MRT station in Bangkok, Thailand

Lumphini MRT station (สถานีลุมพินี, /th/; code BL25) is a Bangkok MRT station on the Blue Line. It is located beneath Rama IV Road at Witthayu Intersection, where Witthayu intersects Rama IV road, serving one of the city's main business districts.

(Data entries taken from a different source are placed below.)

PR #388, opened 2025-03-28
Ccube 1703

weili-govtech:
**Changes**
- Merge to long-lived branch
- Initial upgrade to to DS v3
- Switch to deprecated v2 token
- Removal of deprecated `listStyleWidth` prop from `nested-multi-select`, other deprecated props to be removed in future PRs
- Temporarily disabling form builder story due to peer dependency conflict, form builder to be fixed when FEE v2 alpha build is released
- Note: Most of the changes are the switch to the v2 token, it will be easier to check by commits


qroll (changes requested):

qroll:
noticed that `npm ci` in the pipeline is failing due to clashing peer deps with form builder, but the tests are passing locally, so once form builder is fixed as you mentioned, all should be good

qroll (approved):

PR #391, opened 2025-04-09
[MISC][WL] temporarily remove form-builder

weili-govtech:
**Changes**
- Temporarily remove form-builder package for build to succeed


weili-govtech:
My bad, I didnt realise our build job was failing because of the form-builder conflicts

qroll (approved):

PR #401, opened 2025-05-26
Fix incorrect validation when rule is not available on Yup schema

qroll:
**Changes**

The Yup schema becomes undefined when trying to apply a custom rule that is not applicable to the schema type, this manifests as conditional rendering not working as expected

-   [delete] branch

Example story to test the behaviour

```
export const Example = Template.bind({});
Example.args = {
	field: {
		uiType: "hidden-field",
		valueType: "null",
		// valueType: "string", // uncomment to compare behaviour
		// value: "Error", // uncomment to compare behaviour
		validation: [
			{
				equalsSchemaValue: true,
				errorMessage: "Does not match",
			},
		],
	},
	error: {
		uiType: "error-field",
		showIf: [{ field: [{ filled: true }, { notMatches: "/^[a-z]+$/" }] }],
		children: {
			list: {
				uiType: "ordered-list",
				children: [
					"This is a list item",
					{
						errorMessage: {
							uiType: "list-item",
							showIf: [{ field: [{ filled: true }, { notMatches: "/^[a-z]+$/" }] }],
							children: {
								alert: {
									uiType: "text-body",
									children: "Contains invalid characters",
								},
							},
						},
					},
				],
			},
		},
	},
};
```

**Changelog entry**

-   Fix validation failure when rule is not available on Yup schema

### DIFF
--- a/src/context-providers/yup/helper.ts
+++ b/src/context-providers/yup/helper.ts
@@ -237,8 +237,8 @@ export namespace YupHelper {
 			const customRuleKey = Object.keys(rule).filter((k) =>
 				customYupConditions.includes(k as TYupCondition)
 			)?.[0] as TYupCondition;
-			if (customRuleKey) {
-				yupSchema = (yupSchema as unknown)[customRuleKey]?.(rule[customRuleKey], rule.errorMessage);
+			if (customRuleKey && (yupSchema as unknown)[customRuleKey]) {
+				yupSchema = (yupSchema as unknown)[customRuleKey](rule[customRuleKey], rule.errorMessage);
 			}
 			// prevent applying non-required validation for empty fields
 			if (yupSchema) {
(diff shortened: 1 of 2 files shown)


src/context-providers/yup/helper.ts
```diff
@@ -237,8 +237,8 @@ export namespace YupHelper {
 			const customRuleKey = Object.keys(rule).filter((k) =>
 				customYupConditions.includes(k as TYupCondition)
 			)?.[0] as TYupCondition;
-			if (customRuleKey) {
-				yupSchema = (yupSchema as unknown)[customRuleKey]?.(rule[customRuleKey], rule.errorMessage);
+			if (customRuleKey && (yupSchema as unknown)[customRuleKey]) {
+				yupSchema = (yupSchema as unknown)[customRuleKey](rule[customRuleKey], rule.errorMessage);
 			}
```
weili-govtech, line 242: can we follow the preceding codes and do `console.warn()` to inform the consumer that the rule is not applied?

```
console.warn(`error applying "${customRuleKey}" condition to ${yupSchema.type} schema`);
```

PR #423, opened 2025-07-17
[MOL-18941][TP] Fix issue image upload on some mobile devices

thanhpt0105-gt:
**Changes**
Add a small delay to **handleInputChange** in **drag-upload** so the files can be loaded properly.

-   delete branch


weili-govtech:
I need more context to the issue:
- understand it happens to certain phones, what is the underlying error?
- what was the root cause?
- is 100ms an arbitrary number? is it enough if bigger files are provided / slower phones are used?

weili-govtech:
is it possible to use `FileReader` instead of a `setTimeout`?

weili-govtech:
approving PR since other attempts did not work
- using `FileReader`
- using `requestAnimationFrame`

PR #433, opened 2025-07-31
[MOL-19058][MA] Add zoom duration to location field props

mauw-paloit:
**Changes**
Add `duration` to location field `mapPanZoom` prop. This allows us to control how long it takes for the map modal to zoom and center on a specified lat lng using the leaflet api

-   delete branch

**Changelog entry**

-   Add optional `duration` to location field `mapPanZoom` props

**Additional information**

### DIFF
--- a/src/components/fields/location-field/location-modal/location-picker/location-picker.tsx
+++ b/src/components/fields/location-field/location-modal/location-picker/location-picker.tsx
@@ -210,7 +210,7 @@ export const LocationPicker = ({
 				? map.getZoom()
 				: panZoomValue;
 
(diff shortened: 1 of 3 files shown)


src/components/fields/location-field/types.ts
weili-govtech, line 1: can we add as `duration` to `mapPanZoom`? I was under the impression the `zoomDuration` sets how fast I can zoom in / out

mauw-paloit: Thanks for reviewing. Updated!

weili-govtech (approved):

PR #436, opened 2025-08-18
Bump DS v3.0.0-alpha.19

qroll:
**Changes**

- General updates to align with latest design system version (excluding v3.0.0-alpha.20's React 19 upgrades and breaking changes)
  - Check for `aria-disabled` instead of `toBeDisabled()` for text inputs
  - Update selectors in unit tests
  - Ensure default `Button` is used when icon is not set in `array-field`, otherwise a `React.cloneElement` error is logged
-   [delete] branch


src/components/custom/array-field/array-field.tsx
```diff
@@ -222,8 +224,13 @@ export const ArrayField = (props: IGenericCustomFieldProps<IArrayFieldSchema>) =
 										type="button"
 										styleType="light"
 										danger
-										icon={removeButton?.icon ? renderIcon(removeButton.icon) : undefined}
 										onClick={() => handleRemoveSection(index)}
+										{...(removeButton?.icon
+											? {
+													as: ButtonWithIcon.Small,
```
weili-govtech, line 230: isnt `RemoveButton` already a `ButtonWithIcon.Small`?

PR #487, opened 2025-11-11
Handle non-numeric fileSize in uploadResponse

weili-govtech:
**Changes**
- Handle non-numeric fileSize in uploadResponse
- Added test case to cover scenario

**Additional information**
- For upload response without `fileUrl` / `dataURL`, component displays the file size based on the `fileSize` entry in `uploadResponse` 
- If fileSize is not a number, component is showing `NaN undefined`

### DIFF
--- a/src/components/fields/file-upload/file-upload-manager.ts
+++ b/src/components/fields/file-upload/file-upload-manager.ts
@@ -230,14 +230,13 @@ const FileUploadManager = (props: IProps) => {
 					mime: fileToInject.uploadResponse?.["mimeType"],
 					ext: fileToInject.uploadResponse?.["ext"],
 			  });
-		const { errorMessage: filesizeErrorMessage } = validateFileSize(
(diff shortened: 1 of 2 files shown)


src/components/fields/file-upload/file-upload-manager.ts
```diff
@@ -234,6 +234,10 @@ const FileUploadManager = (props: IProps) => {
 			rawFile?.size || fileToInject.uploadResponse?.["fileSize"]
 		);
 
+		let size = rawFile?.size || fileToInject.uploadResponse?.["fileSize"] || 0;
+		if (isNaN(size)) {
+			size = 0;
+		}
```
qroll: since there's also some validation on the file size being done, the sanitisation can be done first and used as the param for `validateFileSize` and file data

something like `"1024" > 1` will evaluate to true and return the size error

PR #498, opened 2025-11-20
[MOL-19835][TIEN] track user interaction using isInteracted instead o…

tientranngoc-alt:
**Change log**

**Issue**
- `isDirty` does not behave correctly: when `useCurrentDate` is enabled and the user manually clears the field and blurs, field takes the value as current date instead of undefined, and `isDirty` not change.
- This also prevents required validation from triggering and the error message "_This field is required_" does not appear.
- Can refer to this ticket [MOL-19835](https://sgtechstack.atlassian.net/jira/software/c/projects/MOL/boards/1861?selectedIssue=MOL-19835&sprints=27533)

**Change**
- Apply a local state `isInteracted` to track whether the user has interacted with the field.
- This replaces reliance on `isDirty` and ensures that once the user clears the input, the field set value `undefined`, allowing required validation


tientranngoc-alt:
I realized that `isDirty` only works when `defaultValues` are provided. The date field I used didn’t include any `defaultValues`, and after adding them, everything behaved correctly. 
So I’ll close this PR.

PR #499, opened 2025-11-26
[MOL-19808] Error when using conditional validation with conditional rendering

dangdev3003:
**Background**: Currently, when using conditional validation (when) with a field that requires conditional rendering, the app may crash because the validation tries to evaluate rules on a field that is not yet rendered. (Details in MOL-19808)
**Solution**: Add a safety check to prevent the crash.

### DIFF
--- a/src/context-providers/yup/helper.ts
+++ b/src/context-providers/yup/helper.ts
@@ -85,13 +85,9 @@ export namespace YupHelper {
 					when: fieldValidationConfig.when ? { ...fieldValidationConfig.when } : undefined,
 				};
 				Object.keys(parsedConfig.when).forEach((whenFieldId) => {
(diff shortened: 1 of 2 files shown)


dangdev3003:
@qroll  can you take a look at this MR?

src/context-providers/yup/helper.ts
```diff
@@ -85,6 +85,15 @@ export namespace YupHelper {
 					when: fieldValidationConfig.when ? { ...fieldValidationConfig.when } : undefined,
 				};
 				Object.keys(parsedConfig.when).forEach((whenFieldId) => {
+					// Check field existence
```
qroll: unnecessary comment

qroll (approved):

PR #510, opened 2025-12-09
CCUBE-2031: Enhance DS to support an image and component within the popover

hhung2710:
**Changes**
-   Enhance DS to support an image and component within the popover

**Additional information**

-   You may refer to this [CCUBE-2031](https://sgtechstack.atlassian.net/browse/CCUBE-2031)

### DIFF
--- a/src/__tests__/components/elements/popover/popover.spec.tsx
+++ b/src/__tests__/components/elements/popover/popover.spec.tsx
@@ -83,24 +83,11 @@ describe(UI_TYPE, () => {
 			hint: {
 				content: {
 					text: { uiType: "text-body", children: "Schema hint content" },
-				} as any,
+				},
 			},
 		});
 
 		fireEvent.click(screen.getByTestId(COMPONENT_TEST_ID));
 		expect(screen.getByText("Schema hint content")).toBeInTheDocument();
-	});
-
-	it("should handle enhanced content types without error", () => {
-		const enhancedContent = {
-			"text-element": { uiType: "text" as const, children: "Enhanced text" },
-			"span-wrapper": { uiType: "span" as const, children: "Enhanced span" },
-		};
-
-		expect(() => {
-			renderComponent({ hint: { content: enhancedContent as any } });
-		}).not.toThrow();
-
-		expect(screen.getByTestId(COMPONENT_TEST_ID)).toBeInTheDocument();
 	});
 });
--- a/src/stories/4-elements/popover/popover.stories.tsx
+++ b/src/stories/4-elements/popover/popover.stories.tsx
@@ -129,27 +129,6 @@ Default.args = {
 	hint: { content: "Hint" },
 };
 
-export const TooltipCustomisationWithSchema = Template("popover-component").bind({});
-TooltipCustomisationWithSchema.args = {
-	uiType: "popover",
-	children: "More info",
-	hint: {
-		content: {
-			text: {
-				children: [
-					"This",
-					"<mark>is</mark>",
-					"<u>a</u>",
-					"<strong>styled</strong>",
-					"<i>sentence</i>",
-					`<img src='https://assets.life.gov.sg/lifesg/logo-lifesg.svg' alt="logo">`,
-				],
-				uiType: "body-bl",
-			},
-		},
-	},
-};
-
 export const WithIcon = Template("popover-with-icon").bind({});
 WithIcon.args = {
 	uiType: "popover",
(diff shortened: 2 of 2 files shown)


src/components/elements/popover/types.ts
```diff
@@ -1,9 +1,17 @@
...
 
+export enum PopoverHintType {
+	DEFAULT = "default",
+	IMAGE = "image",
+	COMPONENT = "component",
+}
+
 interface IPopoverHint extends Pick<PopoverInlineProps, "position" | "customOffset" | "zIndex"> {
-	content: string;
+	content: string | ReactElement;
```
qroll: we should aim to keep elements serializable. using ReactElement is possible for custom apps with access to source code but not for JSON-only config

there are two options:
1. update `Sanitize` usage in popover to support img tags (you can refer to `src/components/elements/text/text.tsx`)
2. allow `content` to accept schema object for more control (you can refer to `topSection` and `bottomSection` of IReviewBaseSchema in `src/components/custom/review/types.ts`)

option 2 is more flexible and will likely be more suitable for the requestor's usecase since they seem to need a more complex layout

qroll: while we're here, can we check if `Sanitize` preserves the `alt` attribute? this is likely important for accessibility

src/components/elements/popover/popover.tsx
```diff
@@ -30,14 +30,25 @@ export const Popover = (props: IGenericElementProps<IPopoverSchema>) => {
 		return <Element />;
 	};
 
+	const renderPopoverContent = () => {
+		switch (hintContentType) {
+			case PopoverHintType.IMAGE:
+				return <img src={hintContent as string} alt="popover content" />;
```
qroll: looking at the proposed usage, for accessibility, the alt needs to be a accurate description for functional images. which means it needs to be configurable via a prop

check if `Sanitize` can support `alt` attributes (does not remove it from the final html), if not this may need to be exposed as a standalone element?

hhung2710: As i check the `Sanitize` does not remove the `alt` attributes from the final html so no the to exposed as a standalone element

src/components/elements/popover/popover.tsx
```diff
@@ -29,6 +31,21 @@ export const Popover = (props: IGenericElementProps<IPopoverSchema>) => {
 		const Element = Icons[icon];
 		return <Element />;
 	};
+	const sanitizeOptions: IOptions = {
+		allowedTags: sanitizeHtml.defaults.allowedTags.concat(["img"]),
+		allowedAttributes: false,
+	};
```
qroll: nitpick: can declare `sanitizeOptions` within `renderPopoverContent` since it's not referenced anywhere else

src/components/elements/popover/types.ts
```diff
@@ -1,9 +1,11 @@
 import { PopoverInlineProps } from "@lifesg/react-design-system/popover-v2";
 import * as Icons from "@lifesg/react-icons";
+import { ITextSchema, ITypographySchema } from "../text";
 import { IBaseElementSchema } from "../types";
+import { IInlineWrapperSchema } from "../wrapper";
 
 interface IPopoverHint extends Pick<PopoverInlineProps, "position" | "customOffset" | "zIndex"> {
-	content: string;
+	content: string | Record<string, ITextSchema | ITypographySchema | IInlineWrapperSchema>;
```
qroll: we can follow `src/components/custom/filter/types.ts` to support TBlockElementSchema and the default TWrapperSchema for rendering of other FEE elements

src/stories/4-elements/popover/popover.stories.tsx
```diff
@@ -129,6 +129,29 @@ Default.args = {
...
+export const PopoverImage = Template("popover-image").bind({});
+PopoverImage.args = {
+	uiType: "popover",
+	children: "More info",
+	hint: {
+		content: `<img src='https://assets.life.gov.sg/lifesg/logo-lifesg.svg' alt="logo">`,
+	},
+};
+
+export const PopoverComponent = Template("popover-component").bind({});
```
qroll: move together with TooltipCustomisation story

```suggestion
export const TooltipCustomisationWithSchema = Template("popover-component").bind({});
```

src/__tests__/components/elements/popover/popover.spec.tsx
```diff
@@ -77,4 +77,30 @@ describe(UI_TYPE, () => {
 
 		expect(label.compareDocumentPosition(icon)).toBe(Node.DOCUMENT_POSITION_FOLLOWING);
 	});
+
+	it("should render FEE schema content in hint", () => {
+		renderComponent({
+			hint: {
+				content: {
+					text: { uiType: "text-body", children: "Schema hint content" },
+				} as any,
```
qroll: no need for `as any`?

PR #519, opened 2025-12-29
Update pipeline script to exit on 401

qroll:
**Changes**

- job runs infinitely when error is encountered, updated the script to exit when the curl fails on 401
- remove unintended sleep when job status is complete
- see https://github.com/LifeSG/react-design-system/pull/920
-   [delete] branch


chongwyb (approved):
approve update of gitlab pipeline check

PR #851, opened 2024-08-05
separate user active from user status and authentication status

garyfoster:
Task 4524

### DIFF
--- a/app/models/concerns/rad_user.rb
+++ b/app/models/concerns/rad_user.rb
@@ -60,11 +60,7 @@ module RadUser
             "WHERE security_roles.#{permission} = TRUE)")
     }
 
-    scope :inactive, lambda {
-      joins(:user_status)
-        .where('user_statuses.active = FALSE OR (invitation_sent_at IS NOT NULL AND invitation_accepted_at IS NULL)')
-    }
-
+    scope :inactive, -> { joins(:user_status).where(user_statuses: { active: false }) }
     scope :not_inactive, -> { where.not(user_status_id: UserStatus.default_inactive_status.id) }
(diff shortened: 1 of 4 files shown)


app/models/concerns/rad_user.rb
```diff
@@ -60,11 +60,7 @@ module RadUser
             "WHERE security_roles.#{permission} = TRUE)")
     }
 
-    scope :inactive, lambda {
-      joins(:user_status)
-        .where('user_statuses.active = FALSE OR (invitation_sent_at IS NOT NULL AND invitation_accepted_at IS NULL)')
```
garyfoster, line 65: i'm not really sure what the ramifications are of this but I don't think we should combine the user status active logic with the devise authentication active logic

app/models/concerns/rad_user.rb
```diff
@@ -74,7 +70,9 @@ module RadUser
     validate :validate_twilio_verify
     validate :validate_mobile_phone
     validate :password_excludes_name
-    validates :security_roles, presence: true, if: :active?
+
+    # this should be changed to "if: :active?" at some point, see Task 2024
+    validates :security_roles, presence: true, if: :active_for_authentication?
```
garyfoster, line 75: had to change this due to an existing "bug" that allows inviting a user w/o a role, we had an old task for that

app/models/concerns/rad_user.rb
```diff
@@ -101,7 +99,7 @@ def to_s
   end
 
   def active?
-    active_for_authentication?
+    user_status&.active?
```
garyfoster, line 102: this is the main logic change in this PR

PR #865, opened 2024-08-22
fix bug with SMS false positives

garyfoster:
Task 5067


app/models/contact_log_recipient.rb
```diff
@@ -62,6 +62,10 @@ def active?
     success?
   end
 
+  def to_s
```
garyfoster, line 65: unrelated change

PR #876, opened 2024-09-17
Don't notify on failure of email changed emails

garyfoster:
Task 5365


app/mailers/concerns/rad_contact_mailer.rb
```diff
@@ -20,31 +20,30 @@ def finish_contact_log
...
+        add_rad_recipient recipient, :bcc
       end
     end
 
+    def add_rad_recipient(recipient, type)
+      ContactLogRecipient.create! contact_log: @rad_contact_log,
+                                  email: recipient,
+                                  email_type: type,
+                                  email_status: :delivered,
+                                  notify_on_fail: @rad_notify_on_fail.nil? ? true : @rad_notify_on_fail
```
garyfoster, line 44: this is the key change on this file

app/mailers/rad_devise_mailer.rb
```diff
@@ -79,6 +79,8 @@ def invitation_instructions(record, token, opts = {})
   def email_changed(record, opts = {})
     @contact_log_record = record
     @contact_log_from_user = record
+    @rad_notify_on_fail = false
```
garyfoster, line 82: if a user has a bad email and when they change emails and it fails sending to the old one, we don't want to notify anyone

PR #895, opened 2024-10-15
Add decoding to email body

brockdenson:
[View the Task](https://app.radstack.com/tasks/5724)


spec/services/sendgrid_status_receiver_spec.rb
```diff
@@ -29,7 +29,7 @@
 
     expect(last_email.subject).to include 'Outgoing Email Failed'
     expect(last_email.body.encoded).to include 'Attorney'
-    expect(last_email.body.encoded).to include contact_log.content
+    expect(last_email.html_part&.decoded).to include contact_log.content
```
garyfoster, line 32: why safe nav here?

brockdenson: After reviewing, it looks like safe nav is unnecessary since `html_part` will always be present. Safe nav would prevent an error if `html_part` were `nil`. Went ahead and removed it

PR #905, opened 2024-10-23
allow audits page for a single item to be searchable

garyfoster:
Task 5884


app/controllers/audits_controller.rb
```diff
@@ -1,25 +1,12 @@
 class AuditsController < ApplicationController
   def index
```
garyfoster, line 2: I could use a review of the authorization for this endpoint

PR #912, opened 2024-11-05
enhance outgoing contact notifications for SMS contacts

garyfoster:
Task 5298


app/models/notifications/outgoing_contact_failed_notification.rb
```diff
@@ -5,15 +5,16 @@ def auth_mode
...
-              []
-            end
-
-      ids.delete(to_user.id) if to_user.present?
-      ids = SecurityRole.admin_role.users.active.pluck(:id) if ids.blank?
-      ids.delete(to_user.id) if to_user.present?
+      ids = init_ids
+
+      if contact_log.sms?
+        ids.push(to_user.id) if to_user.present?
```
garyfoster, line 11: basically, if it's an SMS that fails, just email the affected from/to user but not the admins

PR #927, opened 2024-11-17
streamline user notifications

garyfoster:
Task 6277


app/mailers/rad_mailer.rb
```diff
@@ -167,4 +168,10 @@ def validate_options(options, keys)
 
       raise "unknown options: #{unknown_keys}"
     end
+
+    def get_started_link
+      return RadConfig.config_item!(:get_started_link) if RadConfig.config_item(:get_started_link).present?
```
garyfoster, line 173: ABN's get started link goes to the mobile app site, not app.abn.live

app/models/concerns/rad_user.rb
```diff
@@ -247,6 +247,12 @@ def developer?
     email.end_with? RadConfig.developer_domain!
   end
 
+  class_methods do
+    def user_approved_message
```
garyfoster, line 251: this is shared in a couple places

app/models/concerns/rad_user.rb
```diff
@@ -365,7 +371,12 @@ def notify_user_approved
     end
 
     def notify_user_approved_user
-      RadMailer.your_account_approved(self).deliver_later
+      raise 'missing approved_by' if approved_by.blank?
```
garyfoster, line 374: I think this is only applicable to sign up apps like ABN, which had overridden behavior that also sent a text message to new users when they are approved. Made it standard here which doesn't seem like it will hurt anything.

PR #928, opened 2024-11-17
fix Heroku app name detection in bin scripts

garyfoster:
Task 6282

### DIFF
--- a/.rubocop.yml
+++ b/.rubocop.yml
@@ -6,7 +6,6 @@ AllCops:
     - 'db/migrate/*'
     - 'lib/templates/**/*'
     - 'node_modules/**/*'
-    - 'bin/**/*'
     - 'config/puma.rb'
     - 'config/initializers/simple_form.rb'
     - 'config/initializers/simple_form_bootstrap.rb'
--- a/bin/rad_bin.rb
+++ b/bin/rad_bin.rb
@@ -1,3 +1,4 @@
+require 'English'
 require 'fileutils'
 
 module RadBin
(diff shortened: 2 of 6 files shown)


.rubocop.yml
```diff
@@ -6,7 +6,6 @@ AllCops:
     - 'db/migrate/*'
     - 'lib/templates/**/*'
     - 'node_modules/**/*'
-    - 'bin/**/*'
```
garyfoster, line 9: not 100% sure about this but I do link the linter to help me see code optimization tips, even in these bin files

bin/rad_bin.rb
```diff
@@ -1,3 +1,4 @@
+require 'English'
```
garyfoster, line 1: rubocop added this when I ran it with the auto correct flag (-A) - not sure why, but will research

bin/rad_bin.rb
```diff
@@ -14,18 +15,50 @@ def self.rad_common_not_permitted!
 
   def self.heroku_app_exists?(app_name)
     `heroku apps:info --app #{app_name}`
-    $?.success?
+    $CHILD_STATUS.success?
```
garyfoster, line 18: rubocop fix

bin/rad_bin.rb
garyfoster: seems fine, see [here](https://www.rubydoc.info/gems/rubocop/RuboCop/Cop/Style/SpecialGlobalVars)

PR #945, opened 2024-12-11
Add validation for external security roles

brockdenson:
[View the Task](https://app.radstack.com/tasks/6248)

### DIFF
--- a/app/models/concerns/rad_security_role.rb
+++ b/app/models/concerns/rad_security_role.rb
@@ -64,8 +64,8 @@ module RadSecurityRole
     end
 
     def validate_external_security_role
-      if external && !RadConfig.external_users?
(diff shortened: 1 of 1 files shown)


app/models/concerns/rad_security_role.rb
```diff
@@ -61,4 +62,10 @@ def validate_rules
       errors.add(:allow_invite, 'is not applicable') if allow_invite? && RadConfig.disable_invite?
       errors.add(:allow_sign_up, 'is not applicable') if allow_sign_up? && RadConfig.disable_sign_up?
     end
+
+    def validate_external_security_role
+      return unless external && !RadConfig.external_users?
```
garyfoster, line 67: we like using the question mark version of the field name for all boolean fields, like `external?`

PR #950, opened 2024-12-13
clear domain name

garyfoster:
Task 4920


app/models/concerns/rad_user.rb
```diff
@@ -245,8 +243,8 @@ def timeout_in
     external? ? Devise.timeout_in : RadConfig.timeout_hours!.hours
   end
 
-  def rad_developer?
-    email.end_with? RAD_DOMAIN
+  def developer?
+    email.end_with? RadConfig.developer_domain!
```
garyfoster, line 247: i'll fix all apps by adding the config item

PR #961, opened 2025-01-02
policy problem with resolve duplicates

garyfoster:
Task 6882

### DIFF
--- a/app/policies/application_policy.rb
+++ b/app/policies/application_policy.rb
@@ -50,10 +50,13 @@ class ApplicationPolicy
     user.permission?(:admin)
   end
 
+  def resolve_duplicates?
+    index?
+  end
+
   alias not_duplicate? destroy?
   alias reset_duplicates? destroy?
   alias merge_duplicates? destroy?
-  alias resolve_duplicates? index?
   alias duplicate_do_later? destroy?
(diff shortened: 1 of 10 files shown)


app/presenters/card_presenter.rb
```diff
@@ -242,7 +240,8 @@ def include_duplicate_action?
       action_name == 'show' &&
         RadCommon::AppInfo.new.duplicates_enabled?(klass.name) &&
         instance.duplicate.present? &&
-        instance.duplicate.score.present?
+        instance.duplicate.score.present? &&
+        instance_policy.resolve_duplicates?
```
garyfoster, line 244: this line is the only material change in this file, the rest is just refactoring to share code

app/policies/application_policy.rb
```diff
@@ -50,10 +50,13 @@ def report?
...
   end
 
+  def resolve_duplicates?
+    index?
+  end
+
   alias not_duplicate? destroy?
   alias reset_duplicates? destroy?
   alias merge_duplicates? destroy?
-  alias resolve_duplicates? index?
```
garyfoster, line 56: the alias resolves to the index method in this file and not the subclass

Although the station's name refers to Lumphini Park, the king Vajiravudh monument which is the main sight of the park is closer to Sala Daeng Intersection, which is served by Si Lom and Sala Daeng BTS station.

== Station layout ==
| G At-grade | Street level | Bus stop, Rama IV Road, Witthayu Road, Lumphini Park |
| B1 Concourse | Concourse Level | Exits 1A (closest exit to Soi Ngam Duphli), 1B (Underground walkway to One Bangkok), 2 (exit to Northern Sathorn road) and 3 (exit to Witthayu Road, across the road is Lumphini park); and Ticket Vending Machines |
| B2 Platform | Platform | towards via |
Side platform, doors will open on the right
| B4 Platform | Platform | towards |
Side platform, doors will open on the left

== Station details ==
Lumphini is an underground station, measuring at a width of 20 m and a length of 172 m, and is at a depth of 26 m. It uses a split platform due to half of Rama IV Road containing some of the Metropolitan Waterworks Authority's pipes. Lumphini is represented by the lotus symbol and the color green.